Any suggestions maybe... (hmm external function for comparing?)
Suggestion1(by Code Monkey)
#include <stdio.h>
int main(void) {
char tempchar[255];
tempchar[0] = 'a';
tempchar[1] = 'b';
tempchar[2] = '\0';
char *ptr_char;
ptr_char = &tempchar[0];
printf("%s", ptr_char);
return 0;
}
You need to use strcmp. Not seeing how you tried to use it, this is how you should use it:
char *someother_char = "a";
char *pointer = "a";
if (strcmp(pointer, someother_char) == 0) { // match!
}
else { // not matched
}
to then do the comparison with a char, you have to promote to a char*:
char *someother_char1;
char test = 'a';
char *pointer = "a";
strncpy((char*)test,someother_char1,sizeof(test));
if (strcmp(pointer, someother_char1) == 0) { // match!
}
else { // not matched
}
if you want to use the char array then you have to de-reference:
char char_array[255];
// don't forget to fill your array
// and add a null-terminating char somewhere, such as char_array[255] = '\0';
char *ptr_somechar = &char_array[0];
char *pointer = "a";
if (strcmp(pointer, ptr_somechar) == 0) { // match!
} else { // not matched
}
Well right off the bat, if you want to compare the pointees, you need to dereference them.
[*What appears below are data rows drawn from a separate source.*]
PR #184, opened 2026-01-21
Allow for graph handling of the research branch

zweihuehner:
## Describe Your Changes

This PR is part of the effort to align the main branch graph handling with the implementation used in the research branch.

To my understanding at a high level, the required changes fall into four categories:

1. Graph loading
2. Model-side handling of the graph
3. Graph visualization
4. Graph creation (coupled to the boundary datastore)

This PR only includes changes that are NOT coupled to the boundary datastore (1., 2. and 3.). 
Changes that are required to completely comply with the research branch but are coupled to the boundary datastore are listed at the bottom (4.). 
It should be noted that the graph visualization (3.) of the research branch also requires a coupling to the datastore. In this PR the existing graph visualization from the main branch has merely be adapted to comply with the new graph loading.

### 1. Graph Loading

`utils.py`

- Add load_graph() from the research_branch
  - Trigraphs and all related functionality are excluded.
  - Moved zero-indexing of m2g and g2m to dedicated functions.
  - Note: The name mesh_features.pt is kept to comply with the main branch.

- Extend BufferList:
  - Allow multiplication and division that are now required for the load_graph() implementation.

- Add zero_index_edge_index():
  - Ensures sender and receiver indices in edge_index start at 0
  - Previously handled in interaction_net.py, but now applied directly in load_graph()

### 2.  Model-side handling of the graph

`interaction_net.py`

- Remove above described zero-indexing logic that is now handled in load_graph() to avoid redundancy.

### 3.  Graph visualization

`plot_graph.py`

- Add functionality to revert the zero-indexing of the new graph loading for plotting purposes.

## Remaining changes to fully comply with the research branch
(Coupled to Boundary Datastore — Not included in this PR))

### 4. Graph Creation

`build_rectangular_graph.py`

- Replace create_graph.py with build_rectangular_graph.py
  - Can largely be copied from the research_branch
  - Change default --output-dir from "graphs" to "graph" for consistency
  - Coupling to the boundary datastore comes from using load_config_and_datastores() instead of load_config_and_datastore()

`base_graph_model.py`

- Scaling of mesh_static_features that was previously directly done in create_graph()
  - Having it in base_graph_model.py is probably not ideal, alternatives could be:
    - Scale features in build_rectangular_graph.py before saving (aligns with old approach)
    - Scale during graph loading (Would require passing the datastore to load_graph())

### 3. Graph Visualization

`plot_graph.py`

- The current plot_graph.py cannot correctly visualize graphs created with build_rectangular_graph.py because of the boundary datastore.
- Replace it with plot_graph.py from the research_branch
  - Rename "graphs" to "graph"
  - Add support for "mesh_lat_lon"
  - Coupling to the boundary datastore comes from using load_config_and_datastores() instead of load_config_and_datastore()

## Type of change

## Checklist for reviewers

- [x] the code is readable
- [x] the code is well tested

## Checklist for assignee

- [x] the tests pass

### DIFF
--- a/CHANGELOG.md
+++ b/CHANGELOG.md
@@ -7,11 +7,19 @@ and this project adheres to [Semantic Versioning](https://semver.org/spec/v2.0.0
 
 ## [unreleased](https://github.com/mllam/neural-lam/compare/v0.5.0...HEAD)
 
-### Changed
+### Added
 
+- Enable `pin_memory` in DataLoaders when GPU is available for faster async CPU-to-GPU data transfers [\#236](https://github.com/mllam/neural-lam/pull/236) @abhaygoudannavar
+
+### Changed
 - Refactor graph loading: move zero-indexing out of the model and update plotting to prepare using the research-branch graph I/O [\#184](https://github.com/mllam/neural-lam/pull/184) @zweihuehner
 
+- Replace `print()`-based `rank_zero_print` with `loguru` `logger.info()` for structured log-level control ([#33](https://github.com/mllam/neural-lam/issues/33))
+
 ### Fixed
+
+- Replace `shell=True` subprocess call in `compute_standardization_stats.py` with a safe argument list and Python-side hostname parsing to prevent command injection via `SLURM_JOB_NODELIST` [\#264](https://github.com/mllam/neural-lam/pull/264) @ashum9
+- Avoid NaN when standardizing fields with zero std [#189](https://github.com/mllam/neural-lam/pull/189) @varunsiravuri
 
 - Fix README image paths to use absolute GitHub URLs so images display correctly on PyPI [\#188](https://github.com/mllam/neural-lam/pull/188) @bk-simon
 
@@ -19,8 +27,18 @@ and this project adheres to [Semantic Versioning](https://semver.org/spec/v2.0.0
 
 - Changed the hardcoded True to a conditional check "persistent_workers=self.num_workers > 0" [\#235](https://github.com/mllam/neural-lam/pull/235) @santhil-cyber
 
-- `fractional_plot_bundle` now correctly multiplies by fraction instead of dividing [
-\#222](https://github.com/mllam/neural-lam/pull/222) @santhil-cyber
+- `fractional_plot_bundle` now correctly multiplies by fraction instead of dividing
+[\#222](https://github.com/mllam/neural-lam/pull/222) @santhil-cyber
+
+### Added
+
+- Expose `--wandb_id` CLI argument to allow resuming an existing W&B run by
+  ID. When provided, `resume="allow"` is set automatically so the same job
+  script works for both the initial submission and all resubmissions, making
+  it suitable for HPC systems with limited job runtimes or that may crash.
+  [\#197](https://github.com/mllam/neural-lam/pull/197) @Mani212005
+
+
 
 - Fix Slack domain link [\#288](https://github.com/mllam/neural-lam/pull/288) @sadamov
 
@@ -39,6 +57,8 @@ and this project adheres to [Semantic Versioning](https://semver.org/spec/v2.0.0
 - Update CI/CD to use only uv for full test suite and drop pdm [\#178](https://github.com/mllam/neural-lam/pull/178) @observingClouds
 
 - Fix caching of MEPS example data in CI/CD [\#181](https://github.com/mllam/neural-lam/pull/181) @observingClouds
+
+- Migrated build backend from PDM to Hatchling with hatch-vcs and added uv build in deploy CI
 
 ## [v0.5.0](https://github.com/mllam/neural-lam/releases/tag/v0.5.0)
 
--- a/neural_lam/models/base_graph_model.py
+++ b/neural_lam/models/base_graph_model.py
@@ -34,7 +34,7 @@ class BaseGraphModel(ARModel):
 
         # Specify dimensions of data
         self.num_mesh_nodes, _ = self.get_num_mesh()
-        utils.rank_zero_print(
+        utils.log_on_rank_zero(
             f"Loaded graph with {self.num_grid_nodes + self.num_mesh_nodes} "
             f"nodes ({self.num_grid_nodes} grid, {self.num_mesh_nodes} mesh)"
         )
--- a/neural_lam/utils.py
+++ b/neural_lam/utils.py
@@ -10,6 +10,7 @@ from pathlib import Path
 # Third-party
 import pytorch_lightning as pl
 import torch
+from loguru import logger
 from pytorch_lightning.loggers import MLFlowLogger, WandbLogger
 from pytorch_lightning.utilities import rank_zero_only
 from torch import nn
@@ -441,9 +442,19 @@ def fractional_plot_bundle(fraction):
 
 
 @rank_zero_only
-def rank_zero_print(*args, **kwargs):
-    """Print only from rank 0 process"""
-    print(*args, **kwargs)
+def log_on_rank_zero(msg: str, level: str = "info", *args, **kwargs):
+    """Log a message only on rank zero using loguru logger.
+
+    Parameters
+    ----------
+    msg : str
+        The message to log.
+    level : str, optional
+        The logging level (e.g. "info", "warning", "error"). Default is "info".
+    """
+    if rank_zero_only.rank == 0:
+        log_fn = getattr(logger, level, logger.info)
+        log_fn(msg, *args, **kwargs)
 
 
 def init_training_logger_metrics(training_logger, val_steps):
@@ -466,7 +477,7 @@ def init_training_logger_metrics(training_logger, val_steps):
 
 @rank_zero_only
 def setup_training_logger(datastore, args, run_name):
-    """
+    """Set up the training logger (WandB or MLFlow).
 
     Parameters
     ----------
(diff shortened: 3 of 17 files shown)


neural_lam/interaction_net.py
```diff
@@ -52,13 +53,18 @@ def __init__(
...
             hidden_dim = input_dim
 
-        # Make both sender and receiver indices of edge_index start at 0
-        edge_index = edge_index - edge_index.min(dim=1, keepdim=True)[0]
-        # Store number of receiver nodes according to edge_index
         self.num_rec = edge_index[1].max() + 1
-        edge_index[0] = (
-            edge_index[0] + self.num_rec
-        )  # Make sender indices after rec
+        # edge_index is expected to be zero-based and local:
```
zweihuehner, line 57: if to detailed here is an alternative:

"edge_index is zero-based and local; sender indices are offset by num_rec
to obtain global node indices (receivers first, then senders)."

neural_lam/models/base_graph_model.py
```diff
@@ -26,6 +26,13 @@ def __init__(self, args, config: NeuralLAMConfig, datastore: BaseDatastore):
             graph_dir_path=graph_dir_path
         )
         for name, attr_value in graph_ldict.items():
+            # NOTE: It would be good to rescale mesh node position features in
```
zweihuehner: I think this part can eventually savely be moved to build_rectangular_graph.py, which keeps base_graph_model a bit less "hardcoded"

neural_lam/interaction_net.py
joeloskarsson: I think detailed comments are good here

neural_lam/interaction_net.py
```diff
@@ -52,13 +53,18 @@ def __init__(
...
+        #   edge_index[0]: sender indices in [0 .. num_snd-1]
+        #   edge_index[1]: receiver indices in [0 .. num_rec-1]
+        # Global node indexing is defined as:
+        #   receivers → [0 .. num_rec-1]
+        #   senders   → [num_rec .. num_rec+num_snd-1]
+        # Hence, sender indices are offset by num_rec to obtain global indices.
```
joeloskarsson: The terminology "global" confused me, here is a suggestion:
```suggestion
        # The edge indices used in this GNN layer are defined as:
        #   receivers → [0 .. num_rec-1]
        #   senders   → [num_rec .. num_rec+num_snd-1]
        # Hence, sender indices from the input edge_index are offset by num_rec to obtain the indices used in this layer..
```

neural_lam/models/base_graph_model.py
joeloskarsson: Yes I agree this is not the best way to handle this. Actually, I even know that this approach can cause problems, when the coordinates in the datastore do not match with those used for static features in `mesh_static_features`.

joeloskarsson: For now the `mesh_static_features` are already rescaled in `create_graph.py`, so we should not add in this yet. What I propose is to instead add in this rescaling later, when switching to `build_rectangular_graph.py`, and then do it in a better place than here.

neural_lam/utils.py
```diff
@@ -82,7 +100,7 @@ def load_graph(graph_dir_path, device="cpu"):
         - mesh_down_edge_index
         - g2m_features
         - m2g_features
-        - m2m_features
+        - m2m_node_features
         - mesh_up_features
         - mesh_down_features
         - mesh_static_features
```
joeloskarsson, line 211: Could you double-check that the names here (and used further down in the function) match those in `create_graph.py`, so this is compatible?
In particular, what used to be called `m2m_features` are a set of edge features associated with the intra-level graph edges. On the research branch we had renamed `mesh_static_features` to `m2m_node_features` as that is more descriptive (these are static features associated with the nodes).

neural_lam/utils.py
```diff
@@ -96,13 +114,74 @@ def loads_file(fn):
             weights_only=True,
         )
 
+    # Need to reindex some edge index to start from 0
+    reindex_func = zero_index_edge_index
```
joeloskarsson: Maybe we can drop this until triangular graphs are introduced? And just use `zero_index_edge_index` directly below.

neural_lam/utils.py
```diff
@@ -112,22 +191,21 @@ def loads_file(fn):
...
-    )  # Col. 0 is length
-    m2m_features = BufferList(
-        [level_features / longest_edge for level_features in m2m_features],
-        persistent=False,
-    )
+    if three_dim_features:
+        # For trigraphs the edge features are already rescaled when created
+        # Set to 1. to not rescale here
+        longest_edge = 1.0
+    else:
```
joeloskarsson: At the moment we don't have this implemented, so could leave out this check.

joeloskarsson: And then we don't need the to define the `three_dim_features` boolean

neural_lam/utils.py
zweihuehner: As I understand it, the difference is mainly a naming change at the graph-creation stage. On the main branch, what is called `m2m_features` is on the research branch referred to as `m2m_node_features`. In both cases, these features are mapped to `mesh_static_features` during graph loading, and the models consistently operate on `mesh_static_features` afterward.

I am a bit confused by the statement “on the research branch we had renamed `mesh_static_features `to `m2m_node_features`”, as it seems that `mesh_static_features` remains the model-level name in both branches, and only the pre-graph loading input (`m2m_features `→ `m2m_node_features`) was renamed.

Please let me know if I am missing something here, but I assume we are talking about the same thing.

joeloskarsson: Oh I see, sorry I misread this and thought it was about the saved files, not the return values. 

As the code is now, this all looks like it should work. But maybe just to clarify what I meant (which is really about the saved files, and not about the return values of this function): 
`m2m_features` is not node features. That is a file/tensor with edge features, that matches the `m2m_edge_index`. The file `m2m_node_features` is what is mapped to `mesh_static_features` on the research branch (https://github.com/joeloskarsson/neural-lam-dev/blob/51ced3627b7a5cb89f07213f30c43a4fbb5766a0/neural_lam/utils.py#L123-L125).

neural_lam/utils.py
```diff
@@ -43,6 +43,93 @@ def __len__(self):
...
+):
+    """
+    Zero-index the m2g (mesh-to-grid) edge index, or reverse the operation.
+
+    This needs special handling as not all mesh nodes might be indexed,
+    so we can't simply subtract the minimum. If the mesh indices come first
+
+    """
+
+    sign = 1 if reverse else -1
```
joeloskarsson: Could you add some explanation of what the `reverse` argument does here? From context I guess this is to inverse the reindexing operation?

joeloskarsson:
In general I think this is looking great, but I can try out also building some graphs and running the code (later).

neural_lam/utils.py
zweihuehner: Sure! I renamed to "restore" and added a full numpy docstring for both functions.

neural_lam/plot_graph.py
```diff
@@ -78,6 +78,16 @@ def main():
...
 
+    # The plotting requires the edges to be non-zero-indexed
+    # with grid indices following mesh indices
+    m2g_edge_index = utils.zero_index_m2g(
+        m2g_edge_index, [mesh_static_features], mesh_first=True, restore=True
+    )
+
+    g2m_edge_index = utils.zero_index_g2m(
+        g2m_edge_index, [mesh_static_features], mesh_first=True, restore=True
+    )
```
joeloskarsson, line 81: Testing this locally I ran into issues here. For a hierarchical graph `mesh_static_features` is a `BufferList`, but the functions expects a tensor.
Removing the list brackets seemed to fix that, but the hierarchical graph did not look correct when I then got the plot up 🤔 Here is what I ran:
```
python -m neural_lam.create_graph --config_path tests/datastore_examples/mdp/danra_100m_winds/config.yaml --hierarchical --name test_184_hi
python -m neural_lam.plot_graph --datastore_config_path tests/datastore_examples/mdp/danra_100m_winds/config.yaml --graph test_184_hi
```

joeloskarsson: Noticing this, it also makes me realize that we lack tests that `plot_graph.py` actually works. To make sure this code works we could maybe add a test that just runs that plotting for a flat and a hierarchical graph?

CHANGELOG.md
```diff
@@ -7,6 +7,10 @@ and this project adheres to [Semantic Versioning](https://semver.org/spec/v2.0.0
 
 ## [unreleased](https://github.com/mllam/neural-lam/compare/v0.5.0...HEAD)
 
+### Changed
+
+- Refactor graph loading: move zero-indexing out of the model and update plotting to prepare using the research-branch graph I/O [\#184](https://github.com/mllam/neural-lam/pull/184)
```
joeloskarsson:
```suggestion
- Refactor graph loading: move zero-indexing out of the model and update plotting to prepare using the research-branch graph I/O [\#184](https://github.com/mllam/neural-lam/pull/184) @zweihuehner 
```
:)

neural_lam/plot_graph.py
zweihuehner: Regarding the test, really good idea!

For this I needed to expose a `plot_graph()` function for pytest, so it is now explicitly called by `main()` within plot_graph.py.

leifdenby:
I am just posting a TODO here to remember that we should 
- [ ] change the spec text on https://github.com/mllam/neural-lam/pull/184 once this PR has been merged in.

neural_lam/plot_graph.py
joeloskarsson: Great, seems to be fixed now!

neural_lam/plot_graph.py
```diff
@@ -103,22 +105,37 @@ def main():
...
+            )
+
+        for level, level_down_ei in enumerate(mesh_down_edge_index):
+            ei_down = level_down_ei.numpy().copy()
+            # Row 0: source in level l+1, Row 1: target in level l
+            ei_down[0] += level_offsets[level + 1]
+            ei_down[1] += level_offsets[level]
+            edge_plot_list.append(
+                (ei_down, "green", 1, f"Mesh down {level + 1}->{level}")
+            )
```
joeloskarsson, line 138: It's quite awkward having to do all this arithmetic with edge indices, but given how this script is structured I think that it is really the best solution for now.
At some point later we should change this so that the set of position each edge set starts and ends from is different, and not always this stacked matrix node_pos.

tests/test_plot_graph.py
```diff
@@ -0,0 +1,84 @@
...
+from neural_lam import utils
+from neural_lam.create_graph import create_graph_from_datastore
+from neural_lam.plot_graph import (
+    plot_graph,
+)
+from tests.dummy_datastore import DummyDatastore
+
+
+@pytest.fixture(params=["1level", "multiscale", "hierarchical"])
+def graph_fixture(request, tmp_path):
```
joeloskarsson: This test is really great! Thanks for this. 
Trying to keep test times down, do you see a way to use this great fixture also the graph creation tests? So that we do not need to build the same graphs twice?
If that becomes tricky we can just skip it for now.

zweihuehner: But because of your comment I have noticed that the default scope of the fixture is function-wide. So within the `test_plot_graph.py` module the graph creation was not shared between `test_returns_figure` and `test_save_html`. I have adapted it to a module-wide scope now, so thanks for the hint!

This means to compare the actual char value, you'll have to call
if (*pointer == someother_char)
However this will only compare the first char in the array, which is probably not what you want to do.
To compare the whole thing strcmp should work
char* someother_str = "hello strstr";
if(strcmp(pointer, someother_str) == 0) {
// do something
}
Make sure your other string is declared as a char*
More info: http://www.cplusplus.com/reference/clibrary/cstring/strcmp/
Edit: as per your comment. comparing char* and char doesn't really make sense. One is a character value, the other is an address in memory. Do do so, you can either dereference the char* or reference the value variable.
char c;
char* ptr;
// dereference ptr
if ( c == *ptr ) {
...
}
// reference the value
if ( &c == ptr ) {
}
The first method checks if the values are the same. The second checks if ptr is in fact pointing to the memory containing c ie. is ptr a pointer to c
Hope that helps
Use function srtncmp no srtcmp.
int res = strncmp(str, "¿Cuál es tu nombre? ", 100);
See the next link
compare strings
Strings are null terminated. When you use such kind of strings, it's not a good idea to mixing with other memory copy functions.
Once you do the memcpy operation, please note that your destination string will not be null terminated.
memcmp is a fast operations. Otherwise yo can simply loop through each character and quit upon finding a difference.
To use strcmp, please make sure that both the strings are null terminated. Otherwise it will lead to some crash.
I suggest you to use string functions like strcmp,strlen, strcpy to deal with strings because for that it's actually implemented.
You can't compare two pointers unless both pointers are referring to same memory location. Pointer is just a address to a memory location. What you really want to do is that, to compare the contents rather than compare the address where it's stored. So please use strcmp but again I warn you make sure that it's null terminated.